- _TASK REQUIREMENTS_
Copy each line of the entries below that contains the string "reads".

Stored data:
--- START ---

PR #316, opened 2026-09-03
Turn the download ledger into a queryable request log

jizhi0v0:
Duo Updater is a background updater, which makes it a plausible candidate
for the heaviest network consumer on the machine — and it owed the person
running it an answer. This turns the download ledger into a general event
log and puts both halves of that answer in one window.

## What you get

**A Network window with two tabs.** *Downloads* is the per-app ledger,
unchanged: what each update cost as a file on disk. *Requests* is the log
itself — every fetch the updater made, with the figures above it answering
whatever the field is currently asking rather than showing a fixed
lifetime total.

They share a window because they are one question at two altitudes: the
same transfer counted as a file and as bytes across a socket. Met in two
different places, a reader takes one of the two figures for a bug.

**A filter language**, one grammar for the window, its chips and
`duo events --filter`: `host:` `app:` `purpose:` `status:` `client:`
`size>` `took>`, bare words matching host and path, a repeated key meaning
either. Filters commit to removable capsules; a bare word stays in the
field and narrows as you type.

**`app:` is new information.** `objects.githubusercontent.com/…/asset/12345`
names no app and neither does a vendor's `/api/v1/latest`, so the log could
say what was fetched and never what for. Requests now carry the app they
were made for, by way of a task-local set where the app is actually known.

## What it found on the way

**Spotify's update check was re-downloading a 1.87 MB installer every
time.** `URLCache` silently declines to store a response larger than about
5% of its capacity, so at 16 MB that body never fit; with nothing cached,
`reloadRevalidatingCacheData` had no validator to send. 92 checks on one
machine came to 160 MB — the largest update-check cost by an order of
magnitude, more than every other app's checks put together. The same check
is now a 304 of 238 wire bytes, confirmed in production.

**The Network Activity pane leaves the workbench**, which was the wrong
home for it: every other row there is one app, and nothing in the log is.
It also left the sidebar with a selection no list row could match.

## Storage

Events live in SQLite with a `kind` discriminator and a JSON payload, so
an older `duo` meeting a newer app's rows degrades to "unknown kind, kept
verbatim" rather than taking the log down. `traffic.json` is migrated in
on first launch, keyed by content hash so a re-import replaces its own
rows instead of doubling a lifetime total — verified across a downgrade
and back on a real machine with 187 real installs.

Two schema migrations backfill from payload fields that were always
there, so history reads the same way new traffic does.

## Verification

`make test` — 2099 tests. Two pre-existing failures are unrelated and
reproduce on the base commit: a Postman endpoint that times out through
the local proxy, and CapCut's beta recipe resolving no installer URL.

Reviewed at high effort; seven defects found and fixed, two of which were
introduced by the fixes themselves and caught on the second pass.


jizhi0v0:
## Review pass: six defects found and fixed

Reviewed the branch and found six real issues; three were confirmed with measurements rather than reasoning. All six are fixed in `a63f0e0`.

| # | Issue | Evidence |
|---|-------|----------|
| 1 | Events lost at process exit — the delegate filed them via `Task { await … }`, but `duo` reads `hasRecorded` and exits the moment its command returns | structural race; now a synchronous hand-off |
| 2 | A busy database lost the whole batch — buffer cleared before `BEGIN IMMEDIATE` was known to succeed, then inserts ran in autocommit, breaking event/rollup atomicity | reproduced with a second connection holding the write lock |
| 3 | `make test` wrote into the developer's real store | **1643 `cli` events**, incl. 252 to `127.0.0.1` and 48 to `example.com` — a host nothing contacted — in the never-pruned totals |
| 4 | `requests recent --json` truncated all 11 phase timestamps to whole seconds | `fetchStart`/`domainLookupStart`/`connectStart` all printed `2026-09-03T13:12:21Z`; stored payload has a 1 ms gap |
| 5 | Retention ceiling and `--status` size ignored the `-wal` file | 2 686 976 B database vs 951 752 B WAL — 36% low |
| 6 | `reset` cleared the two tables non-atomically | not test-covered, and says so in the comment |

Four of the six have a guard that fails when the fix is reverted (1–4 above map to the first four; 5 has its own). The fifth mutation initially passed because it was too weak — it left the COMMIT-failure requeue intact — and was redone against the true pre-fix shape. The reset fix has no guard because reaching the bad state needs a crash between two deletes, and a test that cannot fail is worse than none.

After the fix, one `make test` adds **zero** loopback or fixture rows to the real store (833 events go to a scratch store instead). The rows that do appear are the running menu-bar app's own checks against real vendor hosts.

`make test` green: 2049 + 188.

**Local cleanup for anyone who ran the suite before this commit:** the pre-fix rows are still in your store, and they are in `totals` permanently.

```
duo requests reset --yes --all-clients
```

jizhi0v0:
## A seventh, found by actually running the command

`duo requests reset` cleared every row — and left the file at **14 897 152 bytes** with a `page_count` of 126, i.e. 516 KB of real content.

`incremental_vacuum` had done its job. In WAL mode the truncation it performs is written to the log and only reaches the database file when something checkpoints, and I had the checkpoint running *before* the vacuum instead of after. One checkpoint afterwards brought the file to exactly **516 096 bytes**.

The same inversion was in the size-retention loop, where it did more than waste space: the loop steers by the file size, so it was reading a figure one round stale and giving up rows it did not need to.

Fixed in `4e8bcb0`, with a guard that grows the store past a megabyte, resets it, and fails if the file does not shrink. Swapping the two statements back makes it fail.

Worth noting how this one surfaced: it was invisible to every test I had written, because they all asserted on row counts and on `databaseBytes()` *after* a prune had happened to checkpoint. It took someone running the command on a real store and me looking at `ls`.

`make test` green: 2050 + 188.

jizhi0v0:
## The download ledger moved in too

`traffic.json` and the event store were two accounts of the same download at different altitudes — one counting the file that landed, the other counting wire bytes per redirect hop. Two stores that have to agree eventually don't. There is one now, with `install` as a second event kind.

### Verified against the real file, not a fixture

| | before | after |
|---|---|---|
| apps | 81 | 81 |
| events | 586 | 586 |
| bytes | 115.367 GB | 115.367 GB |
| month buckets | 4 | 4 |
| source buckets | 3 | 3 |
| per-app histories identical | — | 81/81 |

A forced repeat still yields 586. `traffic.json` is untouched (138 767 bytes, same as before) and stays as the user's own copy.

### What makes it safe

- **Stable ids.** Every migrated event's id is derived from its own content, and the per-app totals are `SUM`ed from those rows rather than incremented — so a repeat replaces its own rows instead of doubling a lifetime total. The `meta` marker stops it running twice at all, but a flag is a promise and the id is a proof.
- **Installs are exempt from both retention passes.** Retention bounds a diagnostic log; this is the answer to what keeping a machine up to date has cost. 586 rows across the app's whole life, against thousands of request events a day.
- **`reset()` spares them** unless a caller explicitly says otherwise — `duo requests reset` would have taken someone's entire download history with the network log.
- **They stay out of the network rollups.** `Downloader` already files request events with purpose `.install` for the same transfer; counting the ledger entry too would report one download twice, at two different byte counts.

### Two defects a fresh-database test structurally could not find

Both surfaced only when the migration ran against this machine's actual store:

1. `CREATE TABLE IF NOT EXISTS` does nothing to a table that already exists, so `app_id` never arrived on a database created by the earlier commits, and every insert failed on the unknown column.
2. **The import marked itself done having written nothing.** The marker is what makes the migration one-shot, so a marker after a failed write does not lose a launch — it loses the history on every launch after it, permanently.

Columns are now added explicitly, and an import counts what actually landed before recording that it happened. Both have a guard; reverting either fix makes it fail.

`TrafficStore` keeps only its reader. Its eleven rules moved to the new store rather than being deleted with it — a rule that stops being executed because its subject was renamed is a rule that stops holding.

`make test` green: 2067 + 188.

--- END ---

- _TASK SOLUTION_
there, so history reads the same way new traffic does.
| 1 | Events lost at process exit — the delegate filed them via `Task { await … }`, but `duo` reads `hasRecorded` and exits the moment its command returns | structural race; now a synchronous hand-off |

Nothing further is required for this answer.